The Bruker’s digital filter originally produces a Group Delay that is removed during this step.

# ==== GroupDelayCorrection =================
Fid_data.GDC <- GroupDelayCorrection(Fid_data0, Fid_info)
#> Begin GroupDelayCorrection 
#> End GroupDelayCorrection 
#> It lasted 0.968 s user time, 0.088 s system time and 1.055 s elapsed time.
Signal before and after the Group Delay removal.

Figure 3: Signal before and after the Group Delay removal

6.4 Solvent Suppression

Pre-acquisition techniques for solvent suppression can be unsufficient to remove the solvent signal from the FIDs. SolventSuppression estimates and removes this residual solvent signal based on a Whittaker smoother.

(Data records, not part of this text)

Issue #285, opened 2019-10-26
Generated typings are broken


z0al:
### Current Behavior

Generated typings are broken (literally) starting from `v0.10.0`. Here are some snippets:

```typescript
    interface Query extends Object {
        id: ID;
        type?: ch;
        ';;
        exp;
    }
```

```typescript
    interface Query extends Object {
        id: ID;
        type?: xport;
        fu;
    }
```

And YES, it duplicated almost every type declaration (see the full file [here](https://gist.github.com/z0al/78c73ab9d799533d79915a53da558697))

### Expected behavior

Typings don't have syntax errors.

### Suggested solution(s)

I think it's a bug in `@wessberg/rollup-plugin-ts`. I tried that lib before in a different project but quickly removed it due to the same issue.

### Your environment

| Software         | Version(s) |
| ---------------- | ---------- |
| TSDX           | >= v0.10.0
| TypeScript       | 3.6.4
| Browser          | N/A
| npm/Yarn         |  6.11.3
| Node             | 12.8.1
| Operating System |  Debian Linux

z0al:
I tried updating `@wessberg/rollup-plugin-ts` to the latest version (`v1.1.73` instead of `v1.1.70`) but the output is still the same. I will try to create a minimal reproducible repo later.

samdenty:
For me, it's not exporting all the types. The dts declaration merging is broken


0.9.3 okay:
```ts
import { Type } from 'library'
```

1.10.0 error, type not exported

wessberg:
Sorry about that, do you have a minimal repro I can take a look at? It would be great if you submitted this as an issue over at [rollup-plugin-ts](https://github.com/wessberg/rollup-plugin-ts)

z0al:
No worries. I will do if I could reproduce it in a small repo, thanks.

wessberg:
@z0al, The issue with malformed typings you reported has been fixed in [the latest version of `rollup-plugin-ts`](https://github.com/wessberg/rollup-plugin-ts/releases/tag/v1.1.74).

Issue #274, opened 2019-10-20
Build fails on 0.10.5: Cannot find module @babel/...


Flydiverny:
### Current Behavior

```sh
$ tsdx build
Error: Cannot find module '@babel/plugin-transform-runtime' from '/path-to-pkgs/packages/auth'

    at Function.module.exports [as sync] (/path-to-pkgs/packages/auth/node_modules/resolve/lib/sync.js:74:15)
    at resolveStandardizedName (/path-to-pkgs/packages/auth/node_modules/@wessberg/rollup-plugin-ts/node_modules/@babel/core/lib/config/files/plugins.js:101:31)
    at resolvePlugin (/path-to-pkgs/packages/auth/node_modules/@wessberg/rollup-plugin-ts/node_modules/@babel/core/lib/config/files/plugins.js:54:10)
    at loadPlugin (/path-to-pkgs/packages/auth/node_modules/@wessberg/rollup-plugin-ts/node_modules/@babel/core/lib/config/files/plugins.js:62:20)
    at createDescriptor (/path-to-pkgs/packages/auth/node_modules/@wessberg/rollup-plugin-ts/node_modules/@babel/core/lib/config/config-descriptors.js:154:9)
    at /path-to-pkgs/packages/auth/node_modules/@wessberg/rollup-plugin-ts/node_modules/@babel/core/lib/config/config-descriptors.js:109:50
    at Array.map (<anonymous>)
    at createDescriptors (/path-to-pkgs/packages/auth/node_modules/@wessberg/rollup-plugin-ts/node_modules/@babel/core/lib/config/config-descriptors.js:109:29)
    at createPluginDescriptors (/path-to-pkgs/packages/auth/node_modules/@wessberg/rollup-plugin-ts/node_modules/@babel/core/lib/config/config-descriptors.js:105:10)
    at /path-to-pkgs/packages/auth/node_modules/@wessberg/rollup-plugin-ts/node_modules/@babel/core/lib/config/config-descriptors.js:63:49

error Command failed with exit code 1.
```

### Expected behavior

Build working like in 0.9.3 😄 

### Additional context

Build works fine in 0.9.3 but upgrading tsdx to latest breaks, doing yarn add `@babel/plugin-transform-runtime` leads to the same error with another babel plugin (`@babel/plugin-syntax-dynamic-import`) 

Guessing this issue is related: https://github.com/wessberg/rollup-plugin-ts/issues/37
### Your environment

| Software         | Version(s) |
[...]

PR #287, opened 2019-10-27
Rollback #208: Reinstate `rollup-plugin-typescript2` 

### LINKED ISSUE #268: No .d.ts created after update to 0.10.0
### Current Behavior

//index.ts
import { PrivateRoute, PublicRoute } from "./components";

export {
    PrivateRoute,
    PublicRoute
}
will generate 
//index.d.ts
/// <reference types="react" />
export { PrivateRoute, PublicRoute };
and directories of components with .d.ts arent created
[ss](https://i.imgur.com/2W6kqxM.png)

### Expected behavior

In 0.9.3 the .d.ts are created:
[ss](https://i.imgur.com/RfeuOHv.png)
//index.d.ts
import { PrivateRoute, PublicRoute } from "./components";
export { PrivateRoute, PublicRoute };

### Your environment

| TSDX           | >=0.10.0
| TypeScript       | ^3.6.4
| Browser          | 
| npm/Yarn         | v1.17.3
| Operating System | Arch

medelman17:
As described in #200, `tsdx` previously utilized `rollup-plugin-typescript2` to compile and check TypeScript files. On account of the fact that the above plugin cannot be used alongside other rollup plugins that contain async/await syntax without a workaround, `tsdx` migrated to `@wessberg/rollup-plugin-ts` in #208. However, as discussed in #268, #274, #285 and elsewhere, the above migration caused untoward consequences in certain instances for existing `tsdx` users with custom `babel` setups. 

This PR reverts support `@wessberg/rollup-plugin-ts` and restores `rollup-plugin-typescript2` as compiler in chief. 

Closes #268, #274, #285


markerikson:
Hmm.  We specifically updated Redux Starter Kit to use 0.10.6 because it started correctly merging all our declarations into a single `index.d.ts` file, vs a separate `.d.ts` file per source file.  Does this rollback still do things as a single `index.d.ts` file?

jaredpalmer:
Yes, I believe so. The issue was that the rollup-plugin-ts2 really did not work as advertised and introduced more problematic and inconsistent bugs such as duplicative references directives and incorrect declarations. @markerikson why does merging declarations matter?

markerikson:
I know @phryneas pointed out some issues where that might not work with certain Webpack setups, apparently.  See https://github.com/reduxjs/redux-starter-kit/pull/212#issuecomment-543033641 for discussion.

jaredpalmer:
@medelman17 @markerikson FWIW, my OG formik rollup setup (pre-tsdx) didn't use `rollup-plugin-typescript2` at all, instead it did a 2 pass compile. First pass used `tsc-watch` (which is just `tsc` with an `onSuccess` flag) to compile typescript to a temp directory. Second pass just used rollup to bundle that JS up and move the types to the dist dir. The clear benefit of this setup is that you can just use good ol' `tsc` and let it do it's thing. Then you can let people go buck wild with rollup.

wessberg:
> Yes, I believe so. The issue was that the rollup-plugin-ts2 really did not work as advertised and introduced more problematic and inconsistent bugs such as duplicative references directives and incorrect declarations.

Merging declarations, something that rollup-plugin-typescript2 doesnt do, is non-trivial. I think it's a bit harsh to right out say it is not working as advertised 🙂. I'm putting a lot of effort into fixing whatever issues that remains with declaration bundling and are addressing the issues one at a time.

jaredpalmer:
Didn't mean to come off as rude, nor does this have anything to do with lack of effort. I understand that you're working through bugs, but until those are fixed, we need to ensure that the published version of tsdx still works in the interim. Looking forward to when the declaration merging is stuff is sorted out. It's very cool and exciting.

tunnckoCore:
I was betting it will conflict. :laughing: The customBabelRollup plugin should be removed (entirely dropping `rollup-plugin-babel`) and passed as babelConfig to the `ts` plugin, I believe. But yea, I agree that we need to wait :)

markerikson:
@jaredpalmer : no, it looks like v0.11.0 is _not_ combining types into a single `index.d.ts` file.

I just tried updating Redux Starter Kit and rebuilding, and it's back to individual `.d.ts` files per source file.

smashercosmo:
hm... so, what's the recommended approach then to introduce additional rollup plugins that contain async/await?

# ==== SolventSuppression =================
SS.res <- SolventSuppression(Fid_data.GDC, returnSolvent = TRUE)
#> Begin SolventSuppression 
#> End SolventSuppression 
#> It lasted 0.608 s user time, 0.088 s system time and 0.709 s elapsed time.

Fid_data.SS <- SS.res[["Fid_data"]]
SolventRe <- SS.res[["SolventRe"]]
Signal before and after the Residual Solvent Removal.

Figure 4: Signal before and after the Residual Solvent Removal

6.5 Apodization

The apodization step increases the spectral Signal-to-Noise ratio by multiplying the FIDs by an appropriate factor (by default a negative exponential).

# ==== Apodization =================
Fid_data.A <- Apodization(Fid_data.SS, Fid_info)
#> Begin Apodization 
#> End Apodization 
#> It lasted 0.044 s user time, 0.008 s system time and 0.054 s elapsed time.
Signal before and after Apodization.

Figure 5: Signal before and after Apodization

6.6 FourierTransform

The Fourier Transform is applied to the FIDs to obtain spectra expressed in the frequency domain. The FourierTransform function further converts this frequency scale originally in hertz into parts per million (ppm).

# ==== FourierTransform =================
RawSpect_data.FT <- FourierTransform(Fid_data.A, Fid_info)
#> Begin FourierTransform 
#> End FourierTransform 
#> It lasted 0.36 s user time, 0.072 s system time and 0.432 s elapsed time.
Spectrum after FT.

Figure 6: Spectrum after FT

6.7 Zero Order Phase Correction

After Fourier Transform, the spectra need to be phased for the real part to be in pure absoptive mode (i.e. with positive intensities).

# ==== ZeroOrderPhaseCorrection =================
Spectrum_data.ZOPC <- ZeroOrderPhaseCorrection(RawSpect_data.FT)
#> Begin ZeroOrderPhaseCorrection 
#> End ZeroOrderPhaseCorrection 
#> It lasted 1.02 s user time, 0.08 s system time and 1.102 s elapsed time.
Spectrum after Zero Order Phase Correction.

Figure 7: Spectrum after Zero Order Phase Correction

6.8 Internal Referencing

During this step, the spectra are aligned with an internal reference compound (e.g. with the TMSP). The user determines the ppm value of the reference compound which is by default 0.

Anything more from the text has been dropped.